SK: It's good to start with something easy! I started with softball, but now [getting down to business].
From what I've read in the reports from California, it's unclear what the impact will be on business.
SK: We both had and still do have great exposure and involvement in the Israeli startup scene. Raluca was one of the first investors in the Israeli startup scene. [the autonomous driving company] Mobileye [previously a managing director] Goldman and [Sachs]However, on October 9th [when Hamas attacked Israel]If you look at our portfolio and our exposure to founders in Israel and Israeli founders outside of Israel, in places like Barcelona, New York, London, the number of people working for them is [was] The company has about 90 founders and approximately 5,000 to 6,000 employees.
Amazingly, these companies continue to perform and grow, even though a third of their employees are reservists. Capital continues to flow into Israel, not only from domestic investors, but also from international investors. I think there are 65 cities in Europe and EMEA that have produced unicorns. But there are two cities that have produced over 100 companies: London and Tel Aviv.
RR: From a business perspective, the impact will be minimal. The ecosystem is very rich and in fact much more advanced than Europe. They have built global companies 10 years ahead of Europe. The potential impact will be if this conflict spills over into the domestic politics of countries and we see more right-wing or left-wing governments. We are seeing this impact in the Netherlands. Look at what happened in Slovakia. [where a populist with a populist sympathies toward the Kremlin was elected prime minister for the third time in October]So I think we really need to see how this impacts domestic politics. The direct impact of this conflict on business is not that great.
But it's not enough to damage the relationship. In the U.S., investors can't really talk about it.
RR: No, no. In Europe you can take part in a more nuanced conversation.
…than crazy Americans. Well, okay. Another endemic European problem is a shortage of late-stage capital, a problem that has persisted for years. One investor called it a case of “missing zeros” in a conversation with the FT last year.
SK: It's not just that we're missing a zero. The Bay Area, Silicon Valley, Palo Alto ecosystem is 53 years old, and our ecosystem is probably 20 years old. So we're at the same stage as the Bay Area. [with regard to early-stage dealmaking] So, we're moving pretty fast, we're catching up.
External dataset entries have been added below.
PR #1447, opened 2018-03-09
pkglistgen: Fix reading boolean values

lnussel:


osclib/conf.py
```diff
@@ -168,6 +168,8 @@
 # lock = openSUSE:Factory:Staging
 #
 
+def str2bool(v):
+  return v.lower() in ("yes", "true", "t", "1")
```
coolo: conf.py:172:3: E111 indentation is not a multiple of four

nilxam:
`check-source-add-review-team` does not add to Factory config in conf.py, you prefer put it on remote config?

check_source.py
```diff
@@ -131,7 +133,7 @@ def check_source_submission(self, source_project, source_package, source_revisio
             self.review_messages['accepted'] += "\n\nOutput of check script (non-fatal):\n" + output
 
         if not self.skip_add_reviews:
-            if self.review_team is not None:
+            if self.add_review_team and self.review_team is not None:
```
jberry-suse: Presumably intending leaper should be in charge of this?

Issue #1185, opened 2017-10-10
packagelists: migrate services to those provided by package


jberry-suse:
As services are included in the packaging as part of #1006 the services should be re-deployed on packagelists to run out of package. Once completed maintenance machine can be migrated and new services deployed for SLE.

Before any services can be switched the primary code-base (the one used globally by `osc`) must be switched to be that of the one provided by package.

List of services to migrate based on old name.

- [ ] `build-fail-reminder@.service`
- [ ] `create-test-dvds.service`
- [x] `check-duplicate-binaries@.service`
- [x] `factory-announcer.service`
- [ ] `factory-auto-submit.service`
- [x] `factory-dvl-prj-list.service`
- [x] `factoryauto.service`
- [x] `gnome-review-bot.service`
- [x] `leap-423-announcer.service`
- [x] `leaperbot.service`
- [x] `maintbot.service`
- [x] `manager_42.service`
- [x] `openqa-comments@.service`
- [x] `osc-check_dups.service`
- [x] `pkglist@.service`
- [x] `repo-checker@.service`
- [x] `repochecker.service`
- [ ] `source-checker.service`
- [x] `staging-bot-daily@.service`
- [x] `staging-bot-regular@.service`
- [x] `staging-bot-reminder.service`
- [x] `suppkg_rebuild@.service`
- [ ] `trigger-rebuilds.service`
- [x] `ttm-arm.service`
- [x] `ttm-leap.service`
- [x] `ttm-s390.service`
- [x] `ttm-tumbleweed.service`
- [x] `update-crawler.service`

jberry-suse:
```
sudo zypper mr --disable openSUSE:Tools
sudo zypper ar http://download.opensuse.org/repositories/openSUSE:/Tools/SLE_12_SP2 openSUSE:Tools-1169-workaround
sudo zypper ref
sudo zypper in openSUSE-release-tools-repo-checker osc-plugin-staging osc-plugin-check_dups

sudo mv /var/lib/osc-plugins/ /var/lib/osc-plugins-old/
```

First step is complete, the global source used by `osc` is now provided by package. I will monitor logs to see what issues arise.

jberry-suse:
```
sudo less /home/_opensuse.org-repo-checker/.oscrc
# copy credentials
sudo -u osrt-repo-checker $(which osc)
# fill in credentials

sudo systemctl enable osrt-repo-checker.timer
sudo systemctl start osrt-repo-checker.timer
```

[...]

PR #1452, opened 2018-03-11
services: Add Install section to totest-manager service

DimStar77:
Without an install section, systemctl enable osrt-totest-manager@openSUSE:Factory has no effect, which in turn results in the service not running upon reboot (unless manually being symlinked, whichis definitively not the way to go)

### DIFF
--- a/systemd/osrt-totest-manager@.service
+++ b/systemd/osrt-totest-manager@.service
@@ -6,3 +6,7 @@ Type=simple
 User=osrt-totest-manager
 WorkingDirectory=~
 ExecStart=/usr/bin/osrt-totest-manager --verbose run --interval 5 "%i"
+
+[Install]
+WantedBy=multi-user.target
+


jberry-suse:
Did someone migrate to the package services? As #1185 does not reflect the `ttm*` services having changed (ie I didn't do it). Presumably that is when this issue was discovered.

systemd/osrt-totest-manager@.service
```diff
@@ -6,3 +6,7 @@ Type=simple
 User=osrt-totest-manager
 WorkingDirectory=~
 ExecStart=/usr/bin/osrt-totest-manager --verbose run --interval 5 "%i"
+
+[Install]
+WantedBy=multi-user.target
+
```
jberry-suse: nit: extra newline compared to all the other files

DimStar77:
> Did someone migrate to the package services? 

Yes, @nilxam  and me migrated the totest-managers to the osrt-package version

jberry-suse:
Great!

When we get to the Series B and Series C stage, which is $100 million and up rounds, we [funding just a quarter] Compared to the Bay Area, these deals are dismal. If you look at just the UK, there's a $35 billion difference between the Bay Area and the UK. We're basically where the Bay Area was in 2014. On the policy side, there's a lot of activity from the UK and the French government in Brussels. [focused on] But ultimately, policies cannot solve the problem. [regional] Companies that people can invest in.
But you've avoided a lot of crises, and when you think about the money some of the companies wasted on those $100 million investment rounds, maybe it's not so terrible.
SK: What Silicon Valley really understands, and we still don't, is that a lot of the capital that you put in at the later stage can be written off in some sense. [because] Ultimately, if you can scale and create a compounding effect, you can make 20,000 times your profits in the stock market. So I think there's still a lot we can learn from the Bay Area.
RR: I think there’s something to be said about what you said. [capital] To effectively close the gap, European companies need to get leaner. As a result, I think European markets are less volatile. They're not as overpriced or overheated on the upside and they're more symmetrical on the downside. In fact, when you think about risk vs. reward, it's actually a better market because you're not getting into a massive oversupply of capital.